# EXERCISE INPUT
PR #4072, opened 2026-08-29
Fix #3704: keep the static type of a dynamic call target

### LINKED ISSUE #3704: dynamic issue
[dynamic.zip](https://github.com/user-attachments/files/26419078/dynamic.zip)

```C#
public static bool TestSingleKeyPairComplete(object viewModel, string validationKeyHex, string decryptionKeyHex, string viewStateB64, string modifier)
{
  ......................
			CompleteIntegration.WriteToRichTextBox((dynamic)viewModel, "[+] COMPLETE SUCCESS!", Colors.Green);
			CompleteIntegration.WriteToRichTextBox((dynamic)viewModel, "    Validation Algorithm: " + tuple.Value.Item1, Colors.Green);
			CompleteIntegration.WriteToRichTextBox((dynamic)viewModel, "    Decryption Algorithm: " + tuple.Value.Item2, Colors.Green);
			CompleteIntegration.WriteToRichTextBox((dynamic)viewModel, "    .NET Mode: " + tuple.Value.Item3, Colors.Green);
			Type typeFromHandle = typeof(CompleteIntegration);
			byte[] item = tuple.Value.Item4;
			typeFromHandle.WriteToRichTextBox((dynamic)viewModel, $"    Decrypted Data Length: {((item != null) ? item.Length : 0)} bytes", Colors.Green);
```

See last line, should be `CompleteIntegration.WriteToRichTextBox((dynamic)viewModel, $"    Decrypted Data Length: {((item != null) ? item.Length : 0)} bytes", Colors.Green)` ?

siegfriedpammer:
Fixes #3704.

A dynamic call site that names a type passes `typeof(T)` as its target. When a later argument contains control flow, the compiler stores that `typeof` in a temporary, and `ILInlining` does not undo it: it inlines a store only into the immediately following instruction, so an intervening statement leaves the `typeof` behind. `ExpressionBuilder` then printed the temporary instead of the type, producing output that does not compile:

```csharp
Type typeFromHandle = typeof(CompleteIntegration);
byte[] item = tuple.Value.Item4;
typeFromHandle.WriteToRichTextBox((dynamic)viewModel, $"...{((item != null) ? item.Length : 0)}...", Colors.Green);
```

Substituting the `typeof` back into the target slot is not an option: a call there has side effects, so the inliner can no longer move the remaining arguments across it and results of dynamic operations stop collapsing into their consumer (18 `DynamicTests` configurations regress that way).

The type is stored on the instruction instead. `DynamicInvokeConstructorInstruction` already resolved it that way but kept the field private, so `ExpressionBuilder` re-derived it from the target argument and degraded to an error expression on the spilled form. `DynamicInvokeMemberInstruction` gets the same field. Both drop the target from `Arguments`, which lets the existing dead-argument bookkeeping retire the store; `ArgumentInfo` keeps its entry for the target, because the invocation symbol is built from it.

Those two are the only binder method kinds that ever see `CSharpArgumentInfoFlags.IsStaticType` - every other way of naming a type as the receiver binds statically and leaves only a conversion of the dynamic operand behind.

Tests: `DynamicTests` covers a discarded result, a used result, explicit type arguments and a dynamic object creation, each with the `typeof` stranded behind a surviving temporary; `DynamicAwait` covers the state-machine spill across an await.

Full `ICSharpCode.Decompiler.Tests` run: 3460 passed, 0 failed, 45 skipped.

### DIFF
--- a/ICSharpCode.Decompiler/CSharp/ExpressionBuilder.cs
+++ b/ICSharpCode.Decompiler/CSharp/ExpressionBuilder.cs
@@ -4573,9 +4573,8 @@ namespace ICSharpCode.Decompiler.CSharp
 
 		protected internal override TranslatedExpression VisitDynamicInvokeConstructorInstruction(DynamicInvokeConstructorInstruction inst, TranslationContext context)
 		{
-			if (!(inst.ArgumentInfo[0].HasFlag(CSharpArgumentInfoFlags.IsStaticType) && IL.Transforms.TransformExpressionTrees.MatchGetTypeFromHandle(inst.Arguments[0], out var constructorType)))
-				return ErrorExpression("Could not detect static type for DynamicInvokeConstructorInstruction");
-			var arguments = TranslateDynamicArguments(inst.Arguments.Skip(1), inst.ArgumentInfo.Skip(1)).ToList();
+			var constructorType = inst.Type;
+			var arguments = TranslateDynamicArguments(inst.Arguments, inst.ArgumentInfo.Skip(1)).ToList();
 			var constructor = CreateDynamicConstructorSymbol(constructorType, inst.ArgumentInfo.Skip(1).ToArray());
 			return new ObjectCreateExpression(ConvertType(constructorType), arguments.Select(a => a.Expression))
 				.WithILInstruction(inst)
@@ -4585,7 +4584,11 @@ namespace ICSharpCode.Decompiler.CSharp
 		protected internal override TranslatedExpression VisitDynamicInvokeMemberInstruction(DynamicInvokeMemberInstruction inst, TranslationContext context)
 		{
 			Expression targetExpr;
-			var target = TranslateDynamicTarget(inst.Arguments[0], inst.ArgumentInfo[0]);
+			var target = inst.StaticTargetType is IType staticTargetType
+				? new TypeReferenceExpression(ConvertType(staticTargetType))
+					.WithoutILInstruction()
+					.WithRR(new TypeResolveResult(staticTargetType))
+				: TranslateDynamicTarget(inst.Arguments[0], inst.ArgumentInfo[0]);
 			if (inst.BinderFlags.HasFlag(CSharpBinderFlags.InvokeSimpleName) && target.Expression is ThisReferenceExpression)
 			{
 				targetExpr = new IdentifierExpression(inst.Name);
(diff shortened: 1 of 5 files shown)


ICSharpCode.Decompiler/CSharp/ExpressionBuilder.cs
```diff
@@ -4569,9 +4569,9 @@ protected internal override TranslatedExpression VisitDynamicGetMemberInstructio
 
 		protected internal override TranslatedExpression VisitDynamicInvokeConstructorInstruction(DynamicInvokeConstructorInstruction inst, TranslationContext context)
 		{
-			if (!(inst.ArgumentInfo[0].HasFlag(CSharpArgumentInfoFlags.IsStaticType) && IL.Transforms.TransformExpressionTrees.MatchGetTypeFromHandle(inst.Arguments[0], out var constructorType)))
+			if (inst.Type is not IType constructorType)
```
dgrunwald: Weird way of writing a null check

ICSharpCode.Decompiler/IL/Instructions/DynamicInstructions.cs
```diff
@@ -356,17 +373,21 @@ public override CSharpArgumentInfo GetArgumentInfoOfChild(int index)
...
 	{
-		readonly IType? resultType;
-
 		public IReadOnlyList<CSharpArgumentInfo> ArgumentInfo { get; }
 
+		/// <summary>
+		/// The type being constructed. The target is never in <see cref="Arguments"/>, but ArgumentInfo[0] still
+		/// describes it.
+		/// </summary>
+		public readonly IType? Type;
```
dgrunwald: Should this be nullable? I think the transform now always provides a type.

dgrunwald (approved):

ICSharpCode.Decompiler/CSharp/ExpressionBuilder.cs
```diff
@@ -4585,7 +4584,11 @@ protected internal override TranslatedExpression VisitDynamicInvokeConstructorIn
 		protected internal override TranslatedExpression VisitDynamicInvokeMemberInstruction(DynamicInvokeMemberInstruction inst, TranslationContext context)
 		{
 			Expression targetExpr;
-			var target = TranslateDynamicTarget(inst.Arguments[0], inst.ArgumentInfo[0]);
+			var target = inst.StaticTargetType is IType staticTargetType
```
dgrunwald, line 4587: This is another weird null check.

dgrunwald (approved):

# WHAT THIS TASK INVOLVES
Extract each line of the material exactly as it stands.

# RESULT BELOW
PR #4072, opened 2026-08-29
Fix #3704: keep the static type of a dynamic call target

### LINKED ISSUE #3704: dynamic issue
[dynamic.zip](https://github.com/user-attachments/files/26419078/dynamic.zip)

```C#
public static bool TestSingleKeyPairComplete(object viewModel, string validationKeyHex, string decryptionKeyHex, string viewStateB64, string modifier)
{
  ......................
			CompleteIntegration.WriteToRichTextBox((dynamic)viewModel, "[+] COMPLETE SUCCESS!", Colors.Green);
			CompleteIntegration.WriteToRichTextBox((dynamic)viewModel, "    Validation Algorithm: " + tuple.Value.Item1, Colors.Green);
			CompleteIntegration.WriteToRichTextBox((dynamic)viewModel, "    Decryption Algorithm: " + tuple.Value.Item2, Colors.Green);
			CompleteIntegration.WriteToRichTextBox((dynamic)viewModel, "    .NET Mode: " + tuple.Value.Item3, Colors.Green);
			Type typeFromHandle = typeof(CompleteIntegration);
			byte[] item = tuple.Value.Item4;
			typeFromHandle.WriteToRichTextBox((dynamic)viewModel, $"    Decrypted Data Length: {((item != null) ? item.Length : 0)} bytes", Colors.Green);
```

See last line, should be `CompleteIntegration.WriteToRichTextBox((dynamic)viewModel, $"    Decrypted Data Length: {((item != null) ? item.Length : 0)} bytes", Colors.Green)` ?

siegfriedpammer:
Fixes #3704.

A dynamic call site that names a type passes `typeof(T)` as its target. When a later argument contains control flow, the compiler stores that `typeof` in a temporary, and `ILInlining` does not undo it: it inlines a store only into the immediately following instruction, so an intervening statement leaves the `typeof` behind. `ExpressionBuilder` then printed the temporary instead of the type, producing output that does not compile:

```csharp
Type typeFromHandle = typeof(CompleteIntegration);
byte[] item = tuple.Value.Item4;
typeFromHandle.WriteToRichTextBox((dynamic)viewModel, $"...{((item != null) ? item.Length : 0)}...", Colors.Green);
```

Substituting the `typeof` back into the target slot is not an option: a call there has side effects, so the inliner can no longer move the remaining arguments across it and results of dynamic operations stop collapsing into their consumer (18 `DynamicTests` configurations regress that way).

The type is stored on the instruction instead. `DynamicInvokeConstructorInstruction` already resolved it that way but kept the field private, so `ExpressionBuilder` re-derived it from the target argument and degraded to an error expression on the spilled form. `DynamicInvokeMemberInstruction` gets the same field. Both drop the target from `Arguments`, which lets the existing dead-argument bookkeeping retire the store; `ArgumentInfo` keeps its entry for the target, because the invocation symbol is built from it.

Those two are the only binder method kinds that ever see `CSharpArgumentInfoFlags.IsStaticType` - every other way of naming a type as the receiver binds statically and leaves only a conversion of the dynamic operand behind.

Tests: `DynamicTests` covers a discarded result, a used result, explicit type arguments and a dynamic object creation, each with the `typeof` stranded behind a surviving temporary; `DynamicAwait` covers the state-machine spill across an await.

Full `ICSharpCode.Decompiler.Tests` run: 3460 passed, 0 failed, 45 skipped.

### DIFF
--- a/ICSharpCode.Decompiler/CSharp/ExpressionBuilder.cs
+++ b/ICSharpCode.Decompiler/CSharp/ExpressionBuilder.cs
@@ -4573,9 +4573,8 @@ namespace ICSharpCode.Decompiler.CSharp
 
 		protected internal override TranslatedExpression VisitDynamicInvokeConstructorInstruction(DynamicInvokeConstructorInstruction inst, TranslationContext context)
 		{
-			if (!(inst.ArgumentInfo[0].HasFlag(CSharpArgumentInfoFlags.IsStaticType) && IL.Transforms.TransformExpressionTrees.MatchGetTypeFromHandle(inst.Arguments[0], out var constructorType)))
-				return ErrorExpression("Could not detect static type for DynamicInvokeConstructorInstruction");
-			var arguments = TranslateDynamicArguments(inst.Arguments.Skip(1), inst.ArgumentInfo.Skip(1)).ToList();
+			var constructorType = inst.Type;
+			var arguments = TranslateDynamicArguments(inst.Arguments, inst.ArgumentInfo.Skip(1)).ToList();
 			var constructor = CreateDynamicConstructorSymbol(constructorType, inst.ArgumentInfo.Skip(1).ToArray());
 			return new ObjectCreateExpression(ConvertType(constructorType), arguments.Select(a => a.Expression))
 				.WithILInstruction(inst)
@@ -4585,7 +4584,11 @@ namespace ICSharpCode.Decompiler.CSharp
 		protected internal override TranslatedExpression VisitDynamicInvokeMemberInstruction(DynamicInvokeMemberInstruction inst, TranslationContext context)
 		{
 			Expression targetExpr;
-			var target = TranslateDynamicTarget(inst.Arguments[0], inst.ArgumentInfo[0]);
+			var target = inst.StaticTargetType is IType staticTargetType
+				? new TypeReferenceExpression(ConvertType(staticTargetType))
+					.WithoutILInstruction()
+					.WithRR(new TypeResolveResult(staticTargetType))
+				: TranslateDynamicTarget(inst.Arguments[0], inst.ArgumentInfo[0]);
 			if (inst.BinderFlags.HasFlag(CSharpBinderFlags.InvokeSimpleName) && target.Expression is ThisReferenceExpression)
 			{
 				targetExpr = new IdentifierExpression(inst.Name);
(diff shortened: 1 of 5 files shown)


ICSharpCode.Decompiler/CSharp/ExpressionBuilder.cs
```diff
@@ -4569,9 +4569,9 @@ protected internal override TranslatedExpression VisitDynamicGetMemberInstructio
 
 		protected internal override TranslatedExpression VisitDynamicInvokeConstructorInstruction(DynamicInvokeConstructorInstruction inst, TranslationContext context)
 		{
-			if (!(inst.ArgumentInfo[0].HasFlag(CSharpArgumentInfoFlags.IsStaticType) && IL.Transforms.TransformExpressionTrees.MatchGetTypeFromHandle(inst.Arguments[0], out var constructorType)))
+			if (inst.Type is not IType constructorType)
```
dgrunwald: Weird way of writing a null check

ICSharpCode.Decompiler/IL/Instructions/DynamicInstructions.cs
```diff
@@ -356,17 +373,21 @@ public override CSharpArgumentInfo GetArgumentInfoOfChild(int index)
...
 	{
-		readonly IType? resultType;
-
 		public IReadOnlyList<CSharpArgumentInfo> ArgumentInfo { get; }
 
+		/// <summary>
+		/// The type being constructed. The target is never in <see cref="Arguments"/>, but ArgumentInfo[0] still
+		/// describes it.
+		/// </summary>
+		public readonly IType? Type;
```
dgrunwald: Should this be nullable? I think the transform now always provides a type.

dgrunwald (approved):

ICSharpCode.Decompiler/CSharp/ExpressionBuilder.cs
```diff
@@ -4585,7 +4584,11 @@ protected internal override TranslatedExpression VisitDynamicInvokeConstructorIn
 		protected internal override TranslatedExpression VisitDynamicInvokeMemberInstruction(DynamicInvokeMemberInstruction inst, TranslationContext context)
 		{
 			Expression targetExpr;
-			var target = TranslateDynamicTarget(inst.Arguments[0], inst.ArgumentInfo[0]);
+			var target = inst.StaticTargetType is IType staticTargetType
```
dgrunwald, line 4587: This is another weird null check.

dgrunwald (approved):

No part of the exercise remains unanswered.